Sometime in the next two years or so, craftsmen in Poland will put the finishing touches on 263 individual hotel rooms, then stack them on a single container ship bound for the Port of Oakland. From there, they’ll be trucked to a vacant lot in Sunnyvale, where they will be unloaded one by one and assembled on-site into Northern California’s first Millennium Hotel. It will go up in about 12 weeks.
A similar prefab strategy will result in a 250-unit residential complex next door, but instead of a sea voyage, the apartments will take a six-day train trip from a factory in Idaho.
“We are not only challenging ourselves to build a new, different kind of hotel,” said Aloysius Lee, group chief executive officer for Millennium Hotels and Resorts, the London-based company behind the project. “We are also challenging ourselves in using new technology, a new methodology of building.”
The estimated $200 million development represents what could be the most ambitious modular construction effort yet undertaken in Silicon Valley.
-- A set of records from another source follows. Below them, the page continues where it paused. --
PR #567, opened 2026-07-14
feat: Add `Queue#delete` method and implement for all sql drivers

spencewenski:
This PR adds the `archive` method to the `Queue` trait and adds implementations for all the sql drivers we support (sqlx, diesel, rust-postgres). Use the sqlx implementation to implement `PGMQueueExt#delete_batch`.


ChuckHend (approved):
Awesome

Issue #127, opened 2023-09-27
Streamline pgmq-rs ext client queue creation behaviour


v0idpwn:

v0idpwn:
The extension-less client returns `Result<(), Error>`, which is simpler and probably as useful, since the inforrmation about the queue being new or not is not that relevant.

ChuckHend:
Also a bug in pgmq-rs, should return False when queue already exists.

ChuckHend:
> Also a bug in pgmq-rs, should return False when queue already exists.

decided to ignore this and return unit to be consistent with all create functions

PR #579, opened 2026-08-23
feat!: Add `Queue` trait methods to create unlogged & partitioned queues

spencewenski:
This PR adds `create_unlogged`, `create_partitioned`, and `convert_archive_partitioned` methods to the `Queue` trait and adds implementations for all the sql drivers we support (sqlx, diesel, rust-postgres).

This PR also
- Adds the `partition_interval` and `retention_interval` parameters to the `PGMQueueExt#create_partitioned` method (breaking change).
- Adds `list_queues` and `queue_metadata` methods to `Queue` because these are useful for testing the `create_*` methods added in this PR, and they're helpful to check if a queue already exists. For example, `queue_metadata` is now used in `PGMQueueExt` to check if a queue exists instead of the previous `EXISTS` SQL query. This is a breaking change because it changes the constraints of the executor (`E`) type parameter of these methods.
- Changes the logic in `PGMQueueExt#create_partitioned` to check if a queue exists already: uses the `queue_metadata` function instead of inspecting a table owned by `pg_partman`
- Removes the `bool` return value of the `create*` methods as we don't believe this information is very relevant/valuable, and we don't need to check if the queue exists already for the `create` and `create_unlogged` methods.
- Updates the relevant methods in `PGMQueueExt` to use the sqlx implementation of `Queue`.


pgmq-rs/src/pg_ext/mod.rs
```diff
@@ -277,45 +257,40 @@ impl PGMQueueExt {
...
+            retention_interval,
+            &self.connection,
+        )
+        .await
     }
 
     pub async fn convert_archive_partitioned_with_cxn<
         'c,
-        E: sqlx::Executor<'c, Database = Postgres> + std::marker::Copy,
+        E: sqlx::Executor<'c, Database = Postgres>,
```
spencewenski, line 311: I'm open to changing this method to use the implementation from the `crate::queue::sqlx` module like I've done for many of the other methods, but in that case I would change the `partition_interval` and `retention_interval` parameters to be non-optional.

pgmq-rs/src/pg_ext/mod.rs
```diff
@@ -366,6 +341,38 @@ impl PGMQueueExt {
         .await
     }
 
+    /// Idempotently create a queue using the provided `create_queue` function. Starts a
+    /// transaction, acquires a lock on the provided `queue_name`, checks whether the queue exists
+    /// already, and only runs `create_queue` if the queue does not already exist. This is useful
+    /// to avoid conflicts due to race conditions if, e.g., multiple processes try to create
+    /// the same queue in parallel.
+    async fn create_queue_idempotent<'c, E>(
```
ChuckHend: Can you confirm that the race condition still exists? We implemented [locking ](https://github.com/pgmq/pgmq/blob/c41b93adc4a93914339bde0ec3792311191f9e73/pgmq-extension/sql/pgmq.sql#L1186) within the server side create_queue() functionality.

spencewenski: It appears you're correct that the `pgmq.create*` SQL functions do not have this race condition anymore thanks to acquiring the lock. However, the `PGMQueueExt#create*` Rust functions do have a race condition related to their boolean return value -- if they don't acquire the queue lock, two invocations may return `true` even though only one actually created the queue.

Would we want to remove the boolean return value? I noticed there's an old issue related to this: https://github.com/pgmq/pgmq/issues/127

ChuckHend (approved):

pgmq-rs/src/pg_ext/mod.rs
ChuckHend: Yeah, I think we could remove it. Like @v0idpwn mentioned in #127, it is not that relevant whether the queue is new or not.

spencewenski: Actually, I discovered `pgmq.create_partitioned` can not be called twice for the same queue, so we need to check if the queue exists before calling `create_partitioned`. That must be what this comment is referring to: https://github.com/pgmq/pgmq/blob/c41b93adc4a93914339bde0ec3792311191f9e73/pgmq-rs/src/pg_ext/mod.rs#L290-L291

This isn't just in the case of a race condition -- even sequential calls to `create_partitioned` raise an error:

```
called `Result::unwrap()` on an `Err` value: TokioPostgresError(Error { kind: Db, cause: Some(DbError { severity: "ERROR", parsed_severity: Some(Error), code: SqlState(EP0001), message: "duplicate key value violates unique constraint \"part_config_parent_table_pkey\"\nCONTEXT: SQL statement \"INSERT INTO public.part_config (\n        parent_table\n        , partition_type\n        , partition_interval\n        , control\n       , premake\n        , constraint_cols\n        , automatic_maintenance\n        , jobmon\n        , template_table\n        , inherit_privileges\n        , default_table\n        , date_trunc_interval)\nVALUES (\n        p_parent_table\n        , p_type\n        , v_id_interval\n        , p_control\n        , p_premake\n        , p_constraint_cols\n        , p_automatic_maintenance\n        , p_jobmon\n        ,v_template_schema||'.'||v_template_tablename\n        , v_inherit_privileges\n        , p_default_table\n        , p_date_trunc_interval)\"\nPL/pgSQL function create_parent(text,text,text,text,text,integer,text,boolean,text,text[],text,boolean,text) line 499 at SQL statement\nSQL statement \"\n    SELECT public.create_parent(\n      p_parent_table := 'pgmq.q_queue',\n      p_control := 'msg_id',\n      p_interval := '1000',\n      p_type := case\n        when pgmq._get_pg_partman_major_version() = 5 then 'range'\n        else 'native'\n      end\n    )\n    \"\nPL/pgSQL function pgmq.create_partitioned(text,text,text) line 33 at EXECUTE\nDETAIL: Key (parent_table)=(pgmq.q_queue) already exists.\nHINT: ", detail: None, hint: None, position: None, where_: Some("PL/pgSQL function create_parent(text,text,text,text,text,integer,text,boolean,text,text[],text,boolean,text) line 647 at RAISE\nSQL statement \"\n    SELECT public.create_parent(\n      p_parent_table := 'pgmq.q_queue',\n      p_control := 'msg_id',\n      p_interval := '1000',\n      p_type := case\n        when pgmq._get_pg_partman_major_version() = 5 then 'range'\n        else 'native'\n      end\n    )\n    \"\nPL/pgSQL function pgmq.create_partitioned(text,text,text) line 33 at EXECUTE"), schema: None, table: None, column: None, datatype: None, constraint: None, file: Some("pl_exec.c"), line: Some(3897), routine: Some("exec_stmt_raise") }) })
```

So, I will keep the logic from the "create_idempotent" function, but since it's only needed in `create_partitioned`, I'll move the logic to that function.

ChuckHend: Oh good call. I forgot about the pg_partman part having concurrency issues on create.

.github/workflows/crate_ci.yml
```diff
@@ -28,7 +28,7 @@ jobs:
           profile: minimal
           toolchain: stable
           components: rustfmt, clippy
-      - uses: taiki-e/install-action@9adcff13829681f1e2f4a678b775043ab5c7fc2c
+      - uses: taiki-e/install-action@37f7c5781271959fb65b6b35224e28652ff2b63d
```
spencewenski, line 31: Updating `taiki-e/install-action` was required to resolved the following error:

```
cargo semver-checks
    Building pgmq v0.34.0-alpha.6 (current)
       Built [  56.527s] (current)
     Parsing pgmq v0.34.0-alpha.6 (current)
error: unsupported rustdoc format v60 for file: /home/runner/work/pgmq/pgmq/pgmq-rs/target/semver-checks/local-pgmq-0_34_0_alpha_6-default-b790a1eae5f59d14/target/doc/pgmq.json
(supported formats are v56, v57)
make: *** [Makefile:53: check.semver] Error 1
```

https://github.com/pgmq/pgmq/actions/runs/33137733436/job/98744876303

pgmq-rs/src/pg_ext/mod.rs
ChuckHend: I think having consistent across the project would be better. I'm fine either way though.

spencewenski: Yeah, I agree. Will update.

While prefabricated units have been used in a couple of apartment projects, the approach has not been used locally for a commercial building such as a hotel until now.
“It’s very unusual to hear about this in California,” said Alan X. Reay, president of Atlas Hospitality Advisors, who was familiar with only one or two modular hotel projects in the state.
It is also a major milestone for the region’s hospitality development scene, marking the arrival of a new hotel player with a different kind of product: A full-service, strikingly designed hotel that’s all about social spaces, executives said.